(Exercise prompt)
Repeat exactly, please, the opening lines of the data below, through and including the line where "Actual: A definition" sits.

+++ Working data

PR #4439, opened 2023-11-14
Fixed list styling issue in definition meanings [MER-2705]

marc-hughes:
Steps to reproduce:

1. On a basic authoring page, add a definition element
2. Edit that definition
3. In the first meaning, author a list - do not author a second meaning
4. Preview the definition

Expected: A definition where the first meaning visually has a list inside it.
Actual: A definition where the first meaning has no visual list.

 

Sample Input:

image

Before fix:

image

After fix:

image

### DIFF
--- a/assets/styles/common/elements.scss
+++ b/assets/styles/common/elements.scss
@@ -249,7 +249,7 @@ $element-margin-bottom: 1.5em;
     .meanings-single {
       display: inline;
       padding-left: 3px;
-      li {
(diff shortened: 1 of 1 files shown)


andersweinstein (approved):
Looks good on real Logic and Proofs definitions, several of which contain lists and including one with nested lists. 
Screenshot 2023-11-14 at 10 01 05 AM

++++++

(Solution to the problem)
PR #4439, opened 2023-11-14
Fixed list styling issue in definition meanings [MER-2705]

marc-hughes:
Steps to reproduce:

1. On a basic authoring page, add a definition element
2. Edit that definition
3. In the first meaning, author a list - do not author a second meaning
4. Preview the definition

Expected: A definition where the first meaning visually has a list inside it.
Actual: A definition where the first meaning has no visual list.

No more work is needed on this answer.